The CVE Numbering Authority (CNA) reporting the vulnerability to MITRE/NVD is responsible for submitting all of the requisite information for the CVE. Presumably, this includes the affected CPE’s. In this case the CNA for CVE-2021-1392 is CISCO. While CISCO notified Rockwell of the vulnerability, they have no idea about which versions of which Rockwell products would be affected by that particular CVE, so they cannot provide the CPE’s of those affected Rockwell products. CISA’s NCCIC-ICS, the agency issuing the new advisory should be providing the Rockwell unique information including CPE’s.

Ooops. The MITRE CNA rules for CVE Entry Requirements do not say anything about CPE’s. Of course, this is because CPE’s are an NVD artifact, not technically part of the CVE process. So, somebody should be communicating with NIST/NVD and it still could not and should not be CISCO in this case. The reporting body should still be CISA’s NCCIC-ICS that published the Rockwell advisory.

I cannot tell from the outside if this is a failure of NCCIC-ICS to report information to NIST/NVD (if there even is a requirement/mechanism for such a report), or if this is a data processing backlog at NIST/NVD. Remember COVID-19 has messed up a lot of admin stuff and it will take a while to recover.

Easy Solution – New CVEs

The easy way to fix this going forward is that instead of re-using the CVE’s for the CISCO vulnerabilities, NCCIC-ICS should have just issued new CVE’s for the Rockwell vulnerabilities. The system for assigning CPE’s for new vulnerabilities appears to be working fine; simple. After all, CISCO fixing their vulnerability does not directly fix the Rockwell problem, Rockwell is going to have to make some sort of change to implement the CISCO fix.

There is a minor drawback to that solution. To understand it we need to look at my blog post from March 18th, 2020 where I discussed another set of third-party vulnerabilities in the eSOMS product from Hitachi ABB Power Grids. Again, the NCCIC-ICS advisory used the original CVE numbers for the seven vulnerabilities in the Hitachi ABB product. Using those CVE’s, I was able to determine that there were publicly available exploits for three of the vulnerabilities, raising their potential risk. Without the link to the original CVE, I would have had a much harder time tracking down those exploits.
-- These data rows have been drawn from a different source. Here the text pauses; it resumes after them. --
PR #897, opened 2018-11-20
basic auto-configuration documentation.

birlorg:
add in some docs about how to setup auto-config.

The documented setup was tested against iOS and macOS.

### DIFF
--- a/clients.md
+++ b/clients.md
@@ -28,6 +28,53 @@ In some clients you can just enter the URL of the Radicale server
 enter the URL of the collection directly
 (e.g. `http://localhost:5232/user/calendar`).
 
+## Auto Configuration
+
+Some clients can "auto-configure" themselves, but it's not always supported by Radicale.  Here is what seems to work the best.
+
+Setup a hostname just for radicale (say dav.example.com) and have radicale answer at the web root (so SCRIPT_NAME would be empty in your proxy config if using a proxy.)
+
+setup cal and card dav DNS entries(in bind format):
+
+```
+_caldavs._tcp 86400 IN SRV 10 20 443 dav.example.com.
+_carddavs._tcp 86400 IN SRV 10 20 443 dav.example.com.
+```
+
+Which is saying, for service caldavs (secure caldav) talk on port 443 to host dav.example.com.
+and for carddavs (secure carddav) talk on port 443 to host dav.example.com 
+
+understanding of these values can be had here: https://en.wikipedia.org/wiki/SRV_record
+
+you have secure and insecure options for the service name, with the s at the end means secure mode (i.e. served over TLS/SSL, which you should always do!)
+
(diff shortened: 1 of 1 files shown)


Tntdruid:
Nice work

clients.md
```diff
@@ -28,6 +28,53 @@ In some clients you can just enter the URL of the Radicale server
...
+```
+#http://www.example.com/.well-known/caldav -> root of your dav server
+        location /.well-known/caldav/ {
+                return         301 https://dav.example.com$request_uri;
+        }
+        #http://www.example.com/.well-known/carddav -> root of your dav server
+        location /.well-known/carddav/ {
+                return         301 https://dav.example.com$request_uri;
+        }
+```
```
galaxy4public, line 72: The above `nginx` config does not match the comments around it.  I suggest to change the provided snippet to read as follows:
```
        #http://www.example.com/.well-known/caldav -> root of your dav server
        location /.well-known/caldav {
                return         301 https://dav.example.com/;
        }
        #http://www.example.com/.well-known/carddav -> root of your dav server
        location /.well-known/carddav {
                return         301 https://dav.example.com/;
        }
```

This way it matches the comments and should work as expected.

birlorg: Does it not work as shown, with $request_uri; ?

In my testing it does work.

birlorg:
I had forgotten I even wrote this.  It's been 2 years now, so I have no idea how well this has held up, it seems to still work for me, locally.  But I don't have any desire to fix the conflict, since there doesn't seem to be any desire for this to get merged upstream.

I'll leave it open, so it's easier for people to find if they are trying to do something like this for themselves.

clients.md
tieugene: This solution is a) nginx, 2) as proxy, 3) radicale in /
What about a) apache, b) wsgi application, c) virtual folder?

birlorg: @tieugene Feel free to write those docs.  I needed to solve this issue for myself, so I did, I happen to use nginx, as a proxy.  I wanted to help the project out as a thank you, and include what I did to make it work for me.

It's not been many years, so clearly there is either zero hurry or zero desire to have this moved into the official radical documentation.  So if you figure out how to make it work for apache/wsgi I still think it would be useful to include as a pull request.  Even if it's ignored, hopefully it will help other people struggling like yourself.

Me, I don't use Apache, so I have zero desire to figure it out for you.  Also I'm not remotely related to the project, just a user of the software.

pbiering:
@birlorg : are you able to rebase this PR to latest master?

birlorg:
@pbiering I don't use Radicale now, so I'm not sure if the docs still work as written, though I assume they do. I don't remember doing anything magical. You would probably be better off just making the changes as you see fit to the docs for yourself. I don't need or want credit or anything, feel free to steal as you see fit.

PR #910, opened 2018-12-13
Fix dockerfile with pip upgrade

jkuettner:
This commit fixes the docker build


Omniscimus:
👍 Let's merge 😄 

I had the same problem: because pip3 was outdated, the Docker build failed because it couldn't find the dependencies (in my case, cffi, which is a dependency for bcrypt). Updating pip3 solves the problem!

Unrud:
Thank you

As Ron pointed out in a subsequent TWEET®, software bills of material will provide a longer term solution to the problem. A software vendor could provide CPE’s for each of the components that are included in their software and an owner/operator could search for both the component and end product CPE’s to remain aware of potential vulnerabilities in their software. But, again, this relies on CNA’s, MITRE and NIST/NVD all ensuring that the appropriate CPE’s get into the databases.

WARNING: My twisted mind has come up with other potential problems with CPE’s. More on that later.